With all the liturgical commissions and wars why has no one thought of ways to restore the sabbath/community. Sabbath is rest but is it not primarily the gathering of the People of God to celebrate who they are as a redeemed people and their priesthood?

Now Bill is straying away from my vision of Sabbath:With all the liturgical commissions and wars why has no one thought of ways to restore the sabbath/community. Sabbath is rest but is it not primarily the gathering of the People of God to celebrate who they are as a redeemed people and their priesthood?Ken sez - The liturgical wars you cite are mainly in the minds of a few who bother themselves and waste mainly their own time, clicking their tongues and tsk tsking about not be able to run all over the building during mass and about ritual style and other superficial things they do not like.In my view the Sabbath is not primary a time for us to celebrate who we are. Rather, it is a time for us to celebrate who God is, how great He is, how He has blessed us, and to recall just how we depend on Him. All week long we all get an earful of what our community thinks. No offense to anyone, but at Mass I want to hear what God thinks, not necessarily what I or my fellow parishioners think.

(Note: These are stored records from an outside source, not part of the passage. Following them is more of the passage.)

PR #1239, opened 2024-03-22
Safer pagination and refresh for site cache

timotheeg:
## Problem

The way isomercms retrieves and cache the list of repos is with the help of an environment variable `ISOMERPAGES_REPO_PAGE_COUNT`. That variable contains a number, which is used to create parallel requests to github.

In practice that works, but operationally this is not great:
* It introduces a mental load to update the variables if the number of supported repo grows beyond the current page count (easy to forget and create a potential incident!)
* The concurrency fetches optimize for time in all cases, while for the internal cache refreshes, optimizing for load distribution would be safer

Github APIs have a [very robust pagination system](https://docs.github.com/en/rest/using-the-rest-api/using-pagination-in-the-rest-api?apiVersion=2022-11-28#using-link-headers), so we can derive the number of pages from that to make the system dynamic, and remove the (small) operational risk of forgetting to update the env var.

Additionally, the cache only has one exposed API, which is to retrieve the lastUpdated time  by repoName. The list of repo is not stored in cache by name, but it is a list and so the lookup does a list search every time. 

## Solution

1. split the `getAllRepoData()` calls into 2 distinct use cases:
    a. exported API optimized for time: we fetch the first page, assess how many pages there in total, and fetch all remaining pages in parallel
    b. optimized for load distribution: we fetch the pages sequentially by following github pagination system's next link
2. populate the cache at bootstrap time with the time-optimized call
3. cache refresh uses the load-optimized call
4. Use a dictionary to store the repos indexes by name for `O(1)` lookup 

Notes:
1. The time-optimized fetch is still slower than the previous version, since the first page call is **always** made sequentially
2. We _could_ (to discuss) cache the number of pages, such that:
    a. only the first bootstrap call has the 2 step fetch
    b. every refresh call updates the number of pages
    c. when the number of pages is cached, the fast `getAllRepoData()` does all its calls in parallel again.
2. We add a custom span to instrument the time the cache refresh process takes.
   
**Breaking Changes**

Reference:
* [slack thread where this was discussed](https://opengovproducts.slack.com/archives/CK68JNFHR/p1710379981798289)

Results:
[Sample trace](https://ogp.datadoghq.com/apm/trace/66287efc000000001fb44bcddadb0cc5?colorBy=service&env=staging&graphType=flamegraph&shouldShowLegend=true&sort=time&spanID=7336707215144269589&spanViewType=metadata&timeHint=1713929980189.008&view=spans) for the new refresh process that shows fetches the pages sequentially works:

image

## Post Deploy Work (after stability is observed)

- [ ] delete the SSM entries 'PROD_ISOMERPAGES_REPO_PAGE_COUNT' and `STAGING_ISOMERPAGES_REPO_PAGE_COUNT`. This should **ONLY** be done when we are sure we will not need to roll back possibly wait one full release.


src/services/identity/__tests__/SitesService.spec.ts
```diff
@@ -130,7 +130,10 @@ const mockDeploymentWithStagingLiteUrl = {
 
 describe("SitesService", () => {
   // Prevent inter-test pollution of mocks
-  afterEach(() => jest.clearAllMocks())
+  afterEach(() => {
+    jest.clearAllMocks()
+    mockAxios.get.mockReset()
```
timotheeg, line 135: Without this, the previous tests were not actually behaving as expected!! 😱

timotheeg:
Note: Typically another way to deal with pages and fetching data is by using the github sdk [octokit.js](https://www.npmjs.com/package/octokit), which has pagination handling built in. I did not introduce it in this PR because the goal was just to remove the env var `ISOMERPAGES_REPO_PAGE_COUNT`, and I kept the parallel fetch for pages 2-N, which octokit wouldn't do.

That should probably be revisited at some point.

src/services/identity/SitesCacheService.ts
```diff
@@ -14,81 +18,232 @@ import type { GitHubRepositoryData, RepositoryData } from "@root/types/repoInfo"
...
+  sort: "full_name",
+  page: 1,
+}
+
+type GitHubResponseHeaders = HeadersDefaults & {
+  link?: string
+}
+
+type Link = {
+  relid: "first" | "last" | "prev" | "next"
```
seaerchin, line 32: maybe we might wanna extract this out as a type called `LinkRelation`?

src/services/identity/SitesCacheService.ts
```diff
@@ -14,81 +18,232 @@ import type { GitHubRepositoryData, RepositoryData } from "@root/types/repoInfo"
...
+  url: string
+  pagenum: number
+}
+
+type LinkSet = {
+  first?: Link
+  last?: Link
+  prev?: Link
+  next?: Link
+}
```
seaerchin, line 42: we could simplify this with a type:

```ts
type LinkSest = { 
  [linkRelation: LinkRelation]?: Link
}
```

src/services/identity/SitesCacheService.ts
```diff
@@ -14,81 +18,232 @@ import type { GitHubRepositoryData, RepositoryData } from "@root/types/repoInfo"
...
+type FetchRepoPageResult = {
+  repos: RepositoryData[]
+  links?: LinkSet
+}
+
+type CacheStore = {
+  [key: string]: RepositoryData
+}
+
+function parseGitHubLinkHeader(linkheader: string) {
```
seaerchin, line 60: nit: add return type

src/services/identity/SitesCacheService.ts
```diff
@@ -14,81 +18,232 @@ import type { GitHubRepositoryData, RepositoryData } from "@root/types/repoInfo"
...
+  // example value: link: <https://api.github.com/organizations/40887764/repos?page=2>; rel="next", <https://api.github.com/organizations/40887764/repos?page=34>; rel="last"
+  const links: LinkSet = {}
+
+  const linkRe = /<(?<url>[^>]+)>; rel="(?<relid>[a-z]+)"(, )?/g
+  let regRes: LinkMatch | null = null
+
+  // eslint-disable-next-line no-cond-assign
+  while ((regRes = linkRe.exec(linkheader) as LinkMatch) !== null) {
```
seaerchin, line 68: style: i think this is a little bit confusing, what do you think about just calling `linkRe.exec(linkheader)` on the `while` then assigning inside the loop? 

```suggestion
  while (linkRe.exec(linkheader) !== null) {
    const regRes = linkRe.exec(linkheader) as LinkMatch
```

src/services/identity/SitesCacheService.ts
```diff
@@ -14,81 +18,232 @@ import type { GitHubRepositoryData, RepositoryData } from "@root/types/repoInfo"
...
+  private repoDataCache: CacheStore
 
   private refreshInterval: number
 
   constructor(refreshInterval: number) {
-    this.repoDataCache = []
-    this.refreshInterval = refreshInterval
-    this.renewCache()
+    this.repoDataCache = {} as CacheStore
+    this.refreshInterval = 90000
```
seaerchin, line 218: should this be `this.refreshInterval = refreshInterval`? we can give a default to get this behaviour

timotheeg: 😱 Oh yes! That was not supposed to be committed! 😱

src/services/identity/SitesCacheService.ts
timotheeg: No that would be wrong. Because `.exec()` traverses the input, consecutive calls to `.exec()` return different matches (i.e. not idempotent). Duplicating the calls would miss some of input matches.

It's a typical pattern of using regexes that is not supported by this annoying eslint rule 😑

src/services/identity/SitesCacheService.ts
timotheeg: Fixed in https://github.com/isomerpages/isomercms-backend/pull/1239/commits/c5aef04f88639ff759f8a3715611483547e2e70c
Good catch! 🙏

src/services/identity/SitesCacheService.ts
timotheeg: Hmm. the code structure in the function body makes it correctly extracted implicitly, but I'll add it anyway 👍

timotheeg: Added: https://github.com/isomerpages/isomercms-backend/pull/1239/commits/033783808a41601f3ecf6d438deb3aff82cb0974

src/services/identity/SitesCacheService.ts
timotheeg: Done in https://github.com/isomerpages/isomercms-backend/pull/1239/commits/e3ad470c4b86eb8bcf1e970819e958d21d0ce4e8

src/services/identity/SitesCacheService.ts
timotheeg: Hmm, That said I suppose using the "newer" API [`String.matchAll()`](https://developer.mozilla.org/en-US/docs/Web/JavaScript/Reference/Global_Objects/String/matchAll) might work better here 🤔

src/services/identity/SitesCacheService.ts
timotheeg: Does this declaration work? eslint/typescript are not letting me do it 🤔

seaerchin: i got the syntax wrong oops

```ts
type LinkRelation = "first" | "last" | "prev" | "next"

type LinkSet = {
  [k in LinkRelation]: Link
}
```

src/services/identity/SitesCacheService.ts
timotheeg: I pushed a commit to use `String.MatchAll()` instead. Let me know if you find it more readable. 

Sadly I still needed to add a eslint disable rule because a tight loop over an iterator is considered dangerous, but in this case, we know the input set is limited (max 4 links), so it's fine (I added a comment for that)

src/services/identity/SitesCacheService.ts
timotheeg: Ah right, thanks! 😄 

Pushed commit to do that: https://github.com/isomerpages/isomercms-backend/pull/1239/commits/027bc2215b19ebeba5647f497b3aa462fe4547c7

timotheeg:
All comments addressed @seaerchin , Let me know if good to go. Thanks! 🙏

seaerchin (approved):

src/services/identity/SitesCacheService.ts
```diff
@@ -14,81 +16,225 @@ import type { GitHubRepositoryData, RepositoryData } from "@root/types/repoInfo"
...
+
+type CacheStore = {
+  [key: string]: RepositoryData
+}
+
+function parseGitHubLinkHeader(linkheader: string): LinkSet {
+  // example value: link: <https://api.github.com/organizations/40887764/repos?page=2>; rel="next", <https://api.github.com/organizations/40887764/repos?page=34>; rel="last"
+  const links: LinkSet = {}
+
+  const linkRe = /<(?<url>[^>]+)>; rel="(?<relid>[a-z]+)"(, )?/g
```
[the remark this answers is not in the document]
timotheeg: I'd rather leave the regexp loose tbh, in case github introduces more link relations in the future, they'd already be captured properly as part of the parsing routine. To be consistent then, we could upgrade the type to allow unknown keys too 🤔

timotheeg:
Result in prod:
* As expected: /v2/sites is slower now since the first page is always sequential ([sample trace here](https://ogp.datadoghq.com/apm/trace/4784715723176877813?colorBy=service&env=production&graphType=flamegraph&shouldShowLegend=true&sort=time&spanID=119630317035733146&spanViewType=metadata&timeHint=1714096496691&view=spans))
image
* The refresh is a cheaper process now, since all the ages are sequential (sample internal trace)
image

Ken, Perhaps you did not see where I said we are the people of God. That is who we are unless you would prefer that we are the people of the Republican party. And there is an ancient tradition of what your fellow parishioners think. It is called sensus fidelium. But I understand your stress on the rubrics which are necessary when the Spirit does not prevail. Is listening to NPR a substitute for the kiss of peace?